> **Goal of the exercise**
Can you quote, word for word, every line from the first line of the records below through the line containing "use different cassettes.", and nothing else?

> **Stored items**
PR #567, opened 2016-03-26
Re-record is opt-in; made that clearer

perlun:
The previous wording implied that re-recording is _automatic_, i.e. enabled by default. The fact is that it isn't, as stated by the Rubydocs for the `use_cassette` method: http://www.rubydoc.info/gems/vcr/VCR#use_cassette-instance_method

The purpose of this PR is to try and make this more apparent here for people like me, who are new to the VCR project. I'm open for suggestions if you feel that the wording here isn't perfect; the goal is simply to make it clear enough that everyone understands what we mean.

### DIFF
--- a/README.md
+++ b/README.md
@@ -68,7 +68,7 @@ Run this test once, and VCR will record the HTTP request to `fixtures/vcr_casset
   * The same request can receive different responses in different tests--just use different cassettes.
   * The recorded requests and responses are stored on disk in a serialization format of your choice (currently YAML and JSON are built in, and you can easily implement your own custom serializer) and can easily be inspected and edited.
   * Dynamic responses are supported using ERB.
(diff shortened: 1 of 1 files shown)


mcfiredrill:
This is actually referring to a feature:
https://relishapp.com/vcr/vcr/v/1-6-0/docs/cassettes/automatic-re-recording

perlun:
Yes, I know. But `re_record_interval` defaults to "never".

To explain my point: I started using the project yesterday, and because it said "Automatically re-records cassettes" I started looking for how to disable it (because it was needed in one of my use cases). It took some digging, and then I found that it is opt-in, not enabled by default. I wanted to make that clearer, so that other people won't be confused like I was.

mcfiredrill:
I see what you're saying now, that makes sense to me. :+1:

PR #571, opened 2016-04-21
Upgrade to latest version of rake, cucumber, and aruba

kulte:


kulte:
It looks like this upgrade required some deprecation warnings to be fixed. I'm doing that as I run the Cucumber specs locally, but the upgrade also led to some `Cucumber::Ambiguous` exceptions being thrown that aren't being thrown with the current versions of the dependencies. Does anyone have more knowledge of Cucumber than I do and is able to point me in the right direction?

mcfiredrill:
Closing as this PR is a bit stale but really I'd prefer a separate PR for each Gem rather than upgrading everything in the same PR.

PR #575, opened 2016-05-06
Added Flickr's yakbak in list of JS/Node ports

dannguyen:
Announcement post here: http://code.flickr.net/2016/04/25/introducing-yakbak-record-and-playback-http-interactions-in-nodejs/


mcfiredrill:
Thanks

PR #579, opened 2016-05-13
enable webmock explicitly

mcfiredrill:
Starting with webmock 2.0, `WebMock.enable!` needs to be called
explicitly. We should do this for users automatically when they
configure VCR to use webmock.

This seems to be backwards compatible with 1.x versions of webmock.


lib/vcr/library_hooks/webmock.rb
```diff
@@ -4,6 +4,8 @@
 
 VCR::VersionChecker.new('WebMock', WebMock.version, '1.8.0').check_version!
```
mcfiredrill: Hmm...should this change?

PR #585, opened 2016-05-30
allow non lantin characters in filename

0x01f7:


mcfiredrill:
This looks good, and tests pass. 
I can't see how it would break anything else.

krainboltgreene:
Famous last words.

On Wed, Jun 8, 2016 at 10:19 AM, Tony Miller <notifications@github.com>
wrote:

> This looks good, and tests pass.
> I can't see how it would break anything else.
>
> —
> You are receiving this because you are subscribed to this thread.
> Reply to this email directly, view it on GitHub
> <https://github.com/vcr/vcr/pull/585#issuecomment-224664059>, or mute the
> thread
> <https://github.com/notifications/unsubscribe/AAUb2ZyZ0It4n-H-rjq5-NKueFyb91OBks5qJvm2gaJpZM4Ip36a>
> .
>



-- 
Kurtis Rainbolt-Greene, Software Developer
Founder of Difference Engineers

2985 San Marino St.
Los Angeles, CA 90006
202-643-2263

0x01f7:
@mcfiredrill @krainboltgreene 

Not really, it will cause a compatibility issue for people who already use non lantin chars in their testcases, they need to modify the filename of the exist cassettes, or re-records cassettes.

But in my opinion, the purpose of `sanitized_file_name_from` is to provide a valid and recognizable filename, which could be used in any filesystem. So why not support non lantin chars?

0x01f7:
@mcfiredrill @kirkconnell 

Is anyone interested in this feature?

Since it may cause a compatibility issue, maybe we should make it configurable, provide a signleton method like [carrierwave#filenames-and-unicode-chars]?

Let me know if there is anything else I can do for it.


[carrierwave#filenames-and-unicode-chars]:https://github.com/carrierwaveuploader/carrierwave#filenames-and-unicode-chars

ecnalyr:
> Is anyone interested in this feature?

I like it.  Add a note about the possible compatibility issue for people who previously used non-latin chars in their test cases and merge it.

krainboltgreene:
I definitely want this merged.

krainboltgreene:
@0x01f7 Can you give me an example of a break in expectation?

0x01f7:
@krainboltgreene 

> Can you give me an example of a break in expectation?

```ruby
require 'rubygems'
require 'test/unit'
require 'vcr'

VCR.configure do |config|
  config.cassette_library_dir = "fixtures/vcr_cassettes"
  config.hook_into :webmock # or :fakeweb
end

class VCRTest < Test::Unit::TestCase
  def test_example_dot_com
    VCR.use_cassette("摘要") do # use non latin characters, like Simplified Chinese
      response = Net::HTTP.get_response(URI('http://www.iana.org/domains/reserved'))
      assert_match /Example domains/, response.body
    end
  end
end
```

Without this feature, VCR will record the request to `fixtures/vcr_cassettes/_.yml`. But now it will record the request to `fixtures/vcr_cassettes/摘要.yml`.

People who already use non latin chars in their testcases, they need to modify the filename of the exist cassettes(`_.yml` -> `摘要.yml`), or re-records cassettes.

krainboltgreene:
Ahhh, that's what I figured. I wonder if most peopl,e deal with it or hack vcr to make it work?

Either way, @mcfiredrill this should definitely go in and major version bump.

0x01f7:
> I wonder if most peopl,e deal with it or hack vcr to make it work?

Recently I joined an existed project which use whole Simplified Chinese words to describe the test examples, for example:

```ruby
# something
describe '某物' do
  # do something
  it '做一些事' do
  end

  # do antoher thing
  it '做另一些事' do
  end
end 
```

If you run this example, **ONLY ONE FILE** named `fixtures/vcr_cassettes/_/_.yml` will generated, now you have to deal with it. The monkey patch below is used to make it work properly in our project.

```ruby
module VCR
  class Cassette
    class Persisters
      # The only built-in cassette persister. Persists cassettes to the file system.
      module FileSystem
        def sanitized_file_name_from(file_name)
          parts = file_name.to_s.split('.')

          if parts.size > 1 && !parts.last.include?(File::SEPARATOR)
            file_extension = '.' + parts.pop
          end

          # HACK!
          parts.join('.') + file_extension.to_s
        end
      end
    end
  end
end
```

As far as I know, another workaround is define a custom cassette persister, then configure :persist_with option. But it's not easy for people to find it.

In my opinion, the best solution is make a built-in support. Thx. :-)

mcfiredrill:
@krainboltgreene I'll try to find some time to test this, and seems like a major version bump is the only way. 👌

> **Your solution**
PR #567, opened 2016-03-26
Re-record is opt-in; made that clearer

perlun:
The previous wording implied that re-recording is _automatic_, i.e. enabled by default. The fact is that it isn't, as stated by the Rubydocs for the `use_cassette` method: http://www.rubydoc.info/gems/vcr/VCR#use_cassette-instance_method

The purpose of this PR is to try and make this more apparent here for people like me, who are new to the VCR project. I'm open for suggestions if you feel that the wording here isn't perfect; the goal is simply to make it clear enough that everyone understands what we mean.

### DIFF
--- a/README.md
+++ b/README.md
@@ -68,7 +68,7 @@ Run this test once, and VCR will record the HTTP request to `fixtures/vcr_casset
   * The same request can receive different responses in different tests--just use different cassettes.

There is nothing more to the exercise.